Assigned task =
Once you find the line with "<version.spring>5.2.2.RELEASE</version.spring>" in the data that follows, repeat it and every line after it exactly, through the line with "<groupId>org.locationtech.jts</groupId>".

Data in this exercise =
PR #2733, opened 2025-02-05
Refactoring StringUtils calls to java builtin

avgAGB:


apmoriarty (dismissed):

apmoriarty (dismissed):

jalphonso (dismissed):

warehouse/index-stats/src/main/java/datawave/mapreduce/shardStats/StatsHyperLogMapper.java
```diff
@@ -46,6 +45,7 @@ class StatsHyperLogMapper extends Mapper<Key,Value,BulkIngestKey,Value> {
     static final int DEFAULT_OUTPUT_INTERVAL = 100;
 
     private static final char NULL_CHAR = '\0';
```
awrigh11: This doesn't appear to be used anymore. Do you mind removing it?

awrigh11 (dismissed):

warehouse/index-stats/src/main/java/datawave/mapreduce/shardStats/StatsHyperLogMapper.java
avgAGB: sure, will do on next commit

awrigh11 (dismissed):

apmoriarty (approved):

foster33 (approved):

core/base-rest-responses/src/main/java/datawave/webservice/query/exception/DatawaveErrorCode.java
```diff
@@ -293,7 +291,7 @@ public String getErrorCode() {
     }
 
     public static DatawaveErrorCode findCode(String errorCode) {
-        String[] parts = StringUtils.split(errorCode, '-');
+        String[] parts = errorCode.split("-");
```
jalphonso, line 294: I'm going to ask John to look at this. I know he did some recent work with optimizing certain things so he may have opinions on the single vs double quote usage and possibly other suggestions.

avgAGB: In some of these cases the split method that he switched to needed to take in strings instead of characters for the other refactors, but I'll double check with him on this as well.

avgAGB: Talked to John a few days ago about this and he seemed to be ok with this implementation, since we're looking to use the string parameters as input across the board on the native calls. I'll rebase and re-test with queries before requesting re-reviews.

PR #2740, opened 2025-02-06
Refactor AccumuloSyntaxParserConstants so it is not an interface

### LINKED ISSUE #2739: Refactor AccumuloSyntaxParserConstants class so it is not an interface
Refactor AccumuloSyntaxParserConstants so that it is not an interface, but rather a final, uninstantiable class with defined constants.

lbschanno:
Refactor AccumuloSyntaxParserConstants so that it is not an interface that consists solely of constants, but is rather a final, uninstantiable class with constants. While not strictly an issue, it is odd for AccumuloSyntaxParser and AccumuloSyntaxParserTokenManager to both be considered implementations of AccumuloSyntaxParserConstants.

Closes #2739


apmoriarty (approved):

hlgp (approved):
lgtm

PR #2742, opened 2025-02-07
Updates needed for compatibility with Accumulo 2.1.4

ddanielr:
Accumulo 2.1.3 started using AbstractLogger which is a newer method from slf4j provided in version 2. 
zookeeper-jute was also causing Method Not Found errors when attempting to connect to curator test instances. 
The jute dependency was 3.9 (from accumulo) while the rest of the deps used a 3.8 zookeeper version.  

These changes support slfj42 being used while excluding transitive dependencies. 

Tested changes against accumulo 2.1.3 first, then updated to 2.1.4 as a separate commit.

Opening as a draft PR to discuss the merits of these changes.

### DIFF
--- a/pom.xml
+++ b/pom.xml
@@ -38,8 +38,7 @@
         <maven.compiler.target>11</maven.compiler.target>
         <project.build.sourceEncoding>UTF-8</project.build.sourceEncoding>
         <surefire.forkCount>1C</surefire.forkCount>
-        <!--version.accumulo>2.1.4-97e4684860</version.accumulo-->
-        <version.accumulo>2.1.3</version.accumulo>
+        <version.accumulo>2.1.4-97e4684860</version.accumulo>
         <version.arquillian>1.4.1.Final</version.arquillian>
         <version.arquillian-weld-ee-embedded>1.0.0.Final</version.arquillian-weld-ee-embedded>
         <version.assertj>3.20.2</version.assertj>
--- a/pom.xml
+++ b/pom.xml
@@ -38,7 +38,8 @@
         <maven.compiler.target>11</maven.compiler.target>
         <project.build.sourceEncoding>UTF-8</project.build.sourceEncoding>
         <surefire.forkCount>1C</surefire.forkCount>
-        <version.accumulo>2.1.2</version.accumulo>
+        <!--version.accumulo>2.1.4-97e4684860</version.accumulo-->
+        <version.accumulo>2.1.3</version.accumulo>
         <version.arquillian>1.4.1.Final</version.arquillian>
         <version.arquillian-weld-ee-embedded>1.0.0.Final</version.arquillian-weld-ee-embedded>
         <version.assertj>3.20.2</version.assertj>
@@ -121,7 +122,8 @@
         <version.powermock>2.0.9</version.powermock>
         <version.protobuf>3.16.3</version.protobuf>
         <version.protostuff>1.6.2</version.protostuff>
-        <version.slf4j>1.7.36</version.slf4j>
+        <!--version.slf4j>1.7.36</version.slf4j -->
+        <version.slf4j>2.0.12</version.slf4j>
         <version.spotify-dns>3.1.5</version.spotify-dns>
         <version.spring>5.2.2.RELEASE</version.spring>
         <version.springframework>${version.spring}</version.springframework>
@@ -858,6 +860,10 @@
                         <groupId>ch.qos.logback</groupId>
                         <artifactId>logback-classic</artifactId>
                     </exclusion>
+                    <exclusion>
+                        <groupId>ch.qos.logback</groupId>
+                        <artifactId>logback-core</artifactId>
+                    </exclusion>
                 </exclusions>
             </dependency>
             <dependency>
@@ -1034,11 +1040,6 @@
                 <groupId>org.locationtech.jts</groupId>
                 <artifactId>jts-core</artifactId>
                 <version>${version.jts}</version>
-            </dependency>
-            <dependency>
-                <groupId>org.slf4j</groupId>
-                <artifactId>jul-to-slf4j</artifactId>
-                <version>${version.slf4j}</version>
             </dependency>
             <dependency>
                 <groupId>org.slf4j</groupId>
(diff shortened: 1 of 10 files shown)


warehouse/accumulo-extensions/src/test/java/datawave/ingest/table/balancer/ShardedTableTabletBalancerTest.java
```diff
@@ -257,7 +258,7 @@ public void testNoRebalanceWithPendingMigrationsForServer() {
                 new TabletIdImpl(new KeyExtent(bar, new Text("2"), new Text("1"))),
                 new TabletIdImpl(new KeyExtent(TNAME, new Text("2"), new Text("1"))));
         //@formatter:on
-        long balanceWaitTime = testBalancer.balance(new BalanceParamsImpl(testTServers.getCurrent(), migrations, migrationsOut));
+        long balanceWaitTime = testBalancer.balance(new BalanceParamsImpl(testTServers.getCurrent(), migrations, migrationsOut, Ample.DataLevel.USER));
```
keith-turner, line 261: Accumulo PR 5195 would break this when merged as it is now.  Need to get 5195 merged before 2.1.4 release as it fixes a few balancing bugs.  The bugs it fixes are referenced in a later comment on the PR, I wrote an IT after opening the PR and found a few bugs from running that IT.

warehouse/core/pom.xml
```diff
@@ -55,6 +55,16 @@
         <dependency>
             <groupId>gov.nsa.datawave.microservice</groupId>
             <artifactId>accumulo-utils</artifactId>
+            <exclusions>
```
keith-turner, line 58: I wonder if the accumulo-utils pom marking certain deps as scope provided would allow dropping these exclusions.  For example if accumulo-utils marked zookeeper as provided in its pom then maybe zookeeper and zookeepers deps would not show up as a transitive dep for everything that uses accumulo-utils.  Not something that has to be done for this PR.

pom.xml
```diff
@@ -1557,10 +1557,20 @@
                                 <rules>
                                     <bannedDependencies>
                                         <excludes>
-                                            <exclude>log4j:log4j</exclude>
-                                            <exclude>org.slf4j:slf4j-log4j12</exclude>
-                                            <exclude>ch.qos.logback:logback-classic</exclude>
+                                            <!-- we redirect logging to log4j2, so we should have those bridges instead -->
+                                            <!-- commons-logging is allowed because it natively sends to log4j2 or slf4j -->
+                                            <exclude>ch.qos.logback:*</exclude>
```
keith-turner, line 1562: Seems like the expectation is that slf4j-api has zero dependencies.  Wonder if adding something like `<exclude>*:*</exclude>` here as the only exclude would still build and would catch if slf4j-api ever did add any dep.

warehouse/accumulo-extensions/src/test/java/datawave/ingest/table/balancer/ShardedTableTabletBalancerTest.java
ddanielr: Okay, that's good to know. I'll add a blocker label to #5195

warehouse/core/pom.xml
ddanielr: Zookeeper is listed as a dependency in the parent datawave pom so I think that would work.
I'd rather stop the transitive dep from being included initially vs adding all of these exclusions.

pom.xml
ddanielr: Adding `<exclude>*:*</exclude` bans all dependencies. 
 
Regarding slf4j adding a dependency, I think that's covered by the exclude line on 1568 `<exclude>org.slf4j:*</exclude>` and then the individual include line for only slf4j-api on line 1572 `<include>org.slf4j:slf4j-api</include>`

keith-turner: ah, I thought this section was related to just the sl4j-api but its way more than that.  Need to expand the diff.

pom.xml
```diff
@@ -121,7 +121,8 @@
         <version.powermock>2.0.9</version.powermock>
         <version.protobuf>3.16.3</version.protobuf>
         <version.protostuff>1.6.2</version.protostuff>
-        <version.slf4j>1.7.36</version.slf4j>
+        <!--version.slf4j>1.7.36</version.slf4j -->
+        <version.slf4j>2.0.12</version.slf4j>
```
keith-ratcliffe, line 125: Thanks for looking at this @ddanielr

When I was looking at fixing up the broken tests on [BulkV2-accumulo-4898 (#2727)](https://github.com/NationalSecurityAgency/datawave/pull/2727), I ran into the same issue you did here, which is that slf4j 2.x won't use the **log4j-slf4j-impl** bindings jar, requiring instead **log4j-slf4j2-impl**

FWIW, if you take a look at my 1582a112 commit there, you'll see that, rather than add the new bindings jar as a test dependency, I went ahead and replaced all the existing **log4j-slf4j-impl** deps with **log4j-slf4j2-impl**, and that wound up fixing pretty much everything

You'll also note that I updated log4j to 2.19.0, which I guess wasn't strictly necessary, but it seemed worthwhile since the log4j BOM only includes **log4j-slf4j2-impl** in 2.19.0 and up. Anyway, the log4j update forced the change to our `TestLogCollector`, and my removal of the `V2_LOCAL_MAPPING` bulk import option forced the change to `BulkIngestMapFileLoaderTest`

The only things still broken there are the two docker compose tests, which I'm pretty sure will be fixed as soon as  we can update to a rel/2.1.4 binary sourced from an apache mirror rather than from maven.pkg.github.com

warehouse/accumulo-extensions/src/test/java/datawave/ingest/table/balancer/ShardedTableTabletBalancerTest.java
alerman: @ddanielr so should this pr be blocked on waiting for 5195 to be merged and this getting updated?

ddanielr: 5195 is merged. 
Will address breaking changes as they pop up in the build

pom.xml
ddanielr: Great! I'm going to close this in favor of just merging #2727 

I had originally created this PR as a way to get some of the changes merged in without the bulk v2 changes. But at this point I think it's easier to just merge the original PR.

ddanielr:
Closing in favor of merging #2727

Result =
         <version.spring>5.2.2.RELEASE</version.spring>
         <version.springframework>${version.spring}</version.springframework>
@@ -858,6 +860,10 @@
                         <groupId>ch.qos.logback</groupId>
                         <artifactId>logback-classic</artifactId>
                     </exclusion>
+                    <exclusion>
+                        <groupId>ch.qos.logback</groupId>
+                        <artifactId>logback-core</artifactId>
+                    </exclusion>
                 </exclusions>
             </dependency>
             <dependency>
@@ -1034,11 +1040,6 @@
                 <groupId>org.locationtech.jts</groupId>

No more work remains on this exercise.